Wednesday, December 25, 2013

Organisation of SUFI Phase 2 Home Visit in Cameroon

By Helen Ayamba, Email: camlink99@gmail.com 2,089,647 home visits will be covered by 4354 Community Health Workers (CHWs) throughout Cameroon during the second phase of SUFI. With SUFI Phase 2 strategy the target coverage is estimated to be about 80% of the households and all CSOs would have done at least two visits per year before December 2015. The number of Community Health Workers per district depends on the demographic weight. An evaluation of Phase 1 led to re-arrangement of the strategy for Phase 2. Pregnant women and children between 0 to 5 years constitute 52 % of the target population to be reached.
The community health workers will identify home with malaria cases to be handled with the support of the district health service. While Plan will send reports to the Global Fund, it will also assure the conception, definition and elaboration of the norms for execution of the programme.At the regional level, the CSO of the district sign and manage collaboration contracts at grassroots and funds for paying CSOs and CHWs will come from Plan International Cameroon. The role of the CSO is to carry out advocacy within the administrative locality and assure payment of the community health workers. The care delivery of identified persons during home visits is approved by the district CSO. A health community worker is expected to spend at least one hour for a home visit and has to accomplish at least two (2) homes a day. The community health workers selected were trained during the SUFI Phase 1 execution and these persons are well identified, of good morality, reside within the community and exercise subsistence activities. The community health worker will receive 350 CFA for every home visited.

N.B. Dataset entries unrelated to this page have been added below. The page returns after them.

Issue #739, opened 2018-08-14
oauthTokeninfo* memory leak


szuecs:
If you heavily use oauthTokeninfoAllScope("uid"), we see unexpected memory growth, that will not stop.
A test with about 150 ingress and this filter configuration you can see the problem: 
 
![image](https://user-images.githubusercontent.com/50872/44104387-0812c83a-9fef-11e8-8a18-5ec6f0870927.png)

Without this particular filter everything is fine.

PR #740, opened 2018-08-15
cache authclient per tokeninfoURL

szuecs:
#739 tokeninfo filter should cache authclient per tokeninfoURL and reuse it instead of creating one for each filter

Right now a hashmap for the cache is not really needed, but we can easily create filters, that can pass the target tokeninfoURL to be able to change this per route.

```
% go test -benchmem -bench=BenchmarkOAuthTokeninfoFilter -run='^$' ./filters/auth/ -v
goos: darwin
goarch: amd64
pkg: github.com/zalando/skipper/filters/auth
BenchmarkOAuthTokeninfoFilter-8           300000              4481 ns/op            1739 B/op         17 allocs/op
PASS
ok      github.com/zalando/skipper/filters/auth 1.499s
% go test -benchmem -bench=BenchmarkOAuthTokeninfoFilter -run='^$' ./filters/auth/ -v
goos: darwin
goarch: amd64
pkg: github.com/zalando/skipper/filters/auth
BenchmarkOAuthTokeninfoFilter-8          5000000               412 ns/op             219 B/op          5 allocs/op
PASS
ok      github.com/zalando/skipper/filters/auth 2.514s
```

### DIFF
--- a/filters/auth/tokeninfo.go
+++ b/filters/auth/tokeninfo.go
@@ -33,6 +33,8 @@ type (
 	}
 )
 
+var tokeninfoAuthClient map[string]*authClient = make(map[string]*authClient)
+
 // NewOAuthTokeninfoAllScope creates a new auth filter specification
 // to validate authorization for requests. Current implementation uses
 // Bearer tokens to authorize requests and checks that the token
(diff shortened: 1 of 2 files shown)


szuecs:
I tried this in a test cluster and you can see it fixed the leak:

image

szuecs:
:+1:

mikkeloscar:
:+1:

PR #742, opened 2018-08-16
Simplify CDP build with golang overlay

mikkeloscar:
CDP now has an 'official' Golang overlay which simplifies the build a lot. Use that instead of installing Go manually.


mikkeloscar:
:+1:

szuecs:
:+1:

PR #2620, opened 2023-09-25
secrets: handle empty secrets

AlexanderYastrebov:
Logs error on add and treat empty file as removed on update.

In particular it errors instead of using empty value when secret path comes from process substitution
```
$ bin/routesrv -kubernetes-token-file=<(echo foobar)
ERRO[0000] Failed to read file /dev/fd/63: empty file
FATA[0000] failed to get secret /dev/fd/63
```

which is a symlink to a named pipe
```
$ ls -l <(echo foobar)
lr-x------ 1 jdoe jdoe 64 Sep 25 13:36 /dev/fd/63 -> 'pipe:[7925874]'
```

### DIFF
--- a/secrets/file.go
+++ b/secrets/file.go
@@ -20,6 +20,7 @@ const (
 var (
 	ErrWrongFileType    = errors.New("file type not supported")
 	ErrFailedToReadFile = errors.New("failed to read file")
+	errEmptyFile        = errors.New("empty file")
 )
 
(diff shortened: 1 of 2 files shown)


RomanZavodskikh:
:+1:

AlexanderYastrebov:
pipeline flaked due to #2621

szuecs:
:+1:

PR #2628, opened 2023-09-26
Check endpointregistry Detected field in CI tests

RomanZavodskikh:
Check endpointregistry Detected field in CI tests

### DIFF
--- a/filters/fadein/fadein_test.go
+++ b/filters/fadein/fadein_test.go
@@ -183,7 +183,7 @@ func TestCreateEndpointCreated(t *testing.T) {
 }
 
 func TestPostProcessor(t *testing.T) {
-	createRouting := func(t *testing.T, routes string) (*routing.Routing, func(string)) {
+	createRouting := func(t *testing.T, routes string, endpointRegistry *routing.EndpointRegistry) (*routing.Routing, func(string)) {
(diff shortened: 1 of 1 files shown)


szuecs:
:+1:

filters/fadein/fadein_test.go
```diff
@@ -183,12 +183,16 @@ func TestCreateEndpointCreated(t *testing.T) {
...
+	createRouting := func(t *testing.T, routes string, endpointRegistry *routing.EndpointRegistry) (*routing.Routing, func(string)) {
 		dc, err := testdataclient.NewDoc(routes)
 		if err != nil {
 			t.Fatal(err)
 		}
 
+		if endpointRegistry == nil {
+			endpointRegistry = routing.NewEndpointRegistry(routing.RegistryOptions{})
+		}
+
```
AlexanderYastrebov, line 195: Do we need this? Is there a call to createRouting that does not pass registry? Its better to pass it always or check that nil also works

RomanZavodskikh: nil doesn't work (and it must not) because it is `routing.PostProcessor` and `Do` method is called periodically. So nil will panic.
```
Its better to pass it always
```
This option is the best I think.

PR #2631, opened 2023-09-26
feature: routesrv add prometheus metrics

szuecs:
feature: routesrv add prometheus metrics
feature: routesrv enable profiling
test: add more routesrv coverage to reach close to 80%

Example metrics:
```
# HELP routesrv_backend_combined_duration_seconds Duration in seconds of a proxy backend combined.
# TYPE routesrv_backend_combined_duration_seconds histogram
routesrv_backend_combined_duration_seconds_bucket{le="0.005"} 10
routesrv_backend_combined_duration_seconds_bucket{le="0.01"} 10
routesrv_backend_combined_duration_seconds_bucket{le="0.025"} 10
routesrv_backend_combined_duration_seconds_bucket{le="0.05"} 10
routesrv_backend_combined_duration_seconds_bucket{le="0.1"} 10
routesrv_backend_combined_duration_seconds_bucket{le="0.25"} 10
routesrv_backend_combined_duration_seconds_bucket{le="0.5"} 10
routesrv_backend_combined_duration_seconds_bucket{le="1"} 10
routesrv_backend_combined_duration_seconds_bucket{le="2.5"} 10
routesrv_backend_combined_duration_seconds_bucket{le="5"} 10
routesrv_backend_combined_duration_seconds_bucket{le="10"} 10
routesrv_backend_combined_duration_seconds_bucket{le="+Inf"} 10
routesrv_backend_combined_duration_seconds_sum 0.0038043880000000006
routesrv_backend_combined_duration_seconds_count 10
# HELP routesrv_backend_duration_seconds Duration in seconds of a proxy backend.
# TYPE routesrv_backend_duration_seconds histogram
routesrv_backend_duration_seconds_bucket{host="",route="routersv",le="0.005"} 10
routesrv_backend_duration_seconds_bucket{host="",route="routersv",le="0.01"} 10
routesrv_backend_duration_seconds_bucket{host="",route="routersv",le="0.025"} 10
routesrv_backend_duration_seconds_bucket{host="",route="routersv",le="0.05"} 10
routesrv_backend_duration_seconds_bucket{host="",route="routersv",le="0.1"} 10
routesrv_backend_duration_seconds_bucket{host="",route="routersv",le="0.25"} 10
routesrv_backend_duration_seconds_bucket{host="",route="routersv",le="0.5"} 10
routesrv_backend_duration_seconds_bucket{host="",route="routersv",le="1"} 10
routesrv_backend_duration_seconds_bucket{host="",route="routersv",le="2.5"} 10
routesrv_backend_duration_seconds_bucket{host="",route="routersv",le="5"} 10
routesrv_backend_duration_seconds_bucket{host="",route="routersv",le="10"} 10
routesrv_backend_duration_seconds_bucket{host="",route="routersv",le="+Inf"} 10
routesrv_backend_duration_seconds_sum{host="",route="routersv"} 0.0038043880000000006
routesrv_backend_duration_seconds_count{host="",route="routersv"} 10
# HELP routesrv_custom_gauges Gauges number of custom metrics.
# TYPE routesrv_custom_gauges gauge
routesrv_custom_gauges{key="polling_started_timestamp"} 1.6983456727187953e+09
routesrv_custom_gauges{key="routes.byte"} 93714
routesrv_custom_gauges{key="routes.initialized_timestamp"} 1.698345673637034e+09
routesrv_custom_gauges{key="routes.total"} 266
routesrv_custom_gauges{key="routes.updated_timestamp"} 1.698345673637066e+09
# HELP routesrv_custom_total Total number of custom metrics.
# TYPE routesrv_custom_total counter
routesrv_custom_total{key="200"} 10
```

M. Bahel Alain of the Malaria Unit at the regional delegation for public health in the Littoral made a presentation of what malaria is. Malaria is a major problem in Cameroon and many children die from its infection. This affects the economy of Cameroon and the use of MILDA and TPI is encouraged. He remarked that 66% of homes in Cameroon received LLIN, but only 39% make use the nets. This means that LLIN usage did not give positive results during 2012-2013 period. Participants were told that a mosquito can displace itself for a distance of two kilometers from where its eggs were laid and hatched. Within the context of behaviour change communication, at least 80% of pregnant mothers would be convinced to go to health facilities to receive their TPI, while CSOs supervise the activities of the community health workers. It is recommended that communication must be adapted to the context of the environment and in the local languages appropriate. One of the channels to be used is educative talks and the next technique is counseling, which helps a person to take a well informed decision on matters concerning health. A good community health worker considered as a person with an appreciable attitude, is welcoming, respectable, polite, attentive to the reactions of the population, available at all moments, well organized, dynamic and courteous. A health worker should have a good base of communication and master the health issue in question, use simple language, get people to participate in the community health actions. He or she should assure the family head to make sure that the pregnant woman and children sleep under a LLIN, because it is valid for at least three years. Once a pregnant woman is discovered, she should be advised to visit a health facility for consultation and protection of herself from malaria after rapid diagnostic test. When a child’s temperature goes high, the child should be taken to the community health worker or the nearest health facility. To carry out a home visit, the community health worker makes an action plan of homes to be visited and get the plan validated by the SUFI CSO. On introduction into a home, he or she should greet the persons met and thank them for being available as a means to establish confidence and create a friendly environment for counseling.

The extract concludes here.